About My St Kilda Tweed Project
This project grew from a lifelong fascination with St Kilda and a deep respect for the skill and ingenuity of its former inhabitants.
Although I live in Australia, my connection to St Kilda goes back many decades. In the 1970s I lived in the Melbourne suburb of St Kilda, which first sparked my curiosity about the island itself. Over time, that curiosity deepened into an enduring interest in its history, its people, and the material culture they left behind.
One of the most evocative surviving objects from St Kilda is its tweed. Woven by hand from local wool, it was essential to daily life on the island. Today, only a handful of original examples survive. One of the last known pieces is held by the West Highland Museum in Fort William, where it is recorded as having been woven on St Kilda around 1930.
My aim is not to reinterpret or modernise this cloth, but to understand it — and to recreate it as closely as possible. To do this, I am working with fleece from Soay and Boreray sheep, similar to those once kept on the island. The wool will be spun to historical specifications before being woven in a simple 2/2 twill structure, matching the surviving museum example.
Because access to St Kilda is extremely limited, the loom I will take must be small, portable, and robust. For this reason, I will be using an Ashford table loom of a width comparable to those historically used on the island.

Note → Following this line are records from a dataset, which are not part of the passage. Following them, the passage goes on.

PR #1346, opened 2017-07-06
Fix problem of activities number if member is not activated

illusionOfParadise:


src/Membership/MemberActivityCollection.php
```diff
@@ -18,10 +18,13 @@ class MemberActivityCollection
      */
     public function __construct(Adherent $adherent, array $eventRegistrations)
     {
-        $this->activities[self::formatDate($adherent->getActivatedAt())][] = [
-            'type' => self::TYPE_JOINED_EN_MARCHE,
-            'log' => sprintf('A rejoint le mouvement En Marche (%s)', self::formatDate($adherent->getActivatedAt())),
-        ];
+        $this->activities = [];
+        if($adherent->getRegisteredAt()) {
```
tgalopin: `if (`

src/Membership/MemberActivityCollection.php
```diff
@@ -18,10 +18,13 @@ class MemberActivityCollection
      */
     public function __construct(Adherent $adherent, array $eventRegistrations)
     {
-        $this->activities[self::formatDate($adherent->getActivatedAt())][] = [
-            'type' => self::TYPE_JOINED_EN_MARCHE,
-            'log' => sprintf('A rejoint le mouvement En Marche (%s)', self::formatDate($adherent->getActivatedAt())),
-        ];
+        $this->activities = [];
+        if ($adherent->getRegisteredAt()) {
```
HeahDude: The if is needless, registeredAt it set in the constructor.

tgalopin: We imported data from the past, we may have users without registeredAt. Let's assume this can be the case.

In 2027, I will spend several weeks on St Kilda weaving tweed on site — reconnecting wool, loom, landscape, and history in the place where this cloth was originally made.
This website exists to share that process, to document the research behind it, and to record the return of St Kilda tweed to the island where it was born.
One of the last pieces of St Kilda tweed known to exist. Woven on the Island in 1930 and housed in the West Highland Museum in Fort William.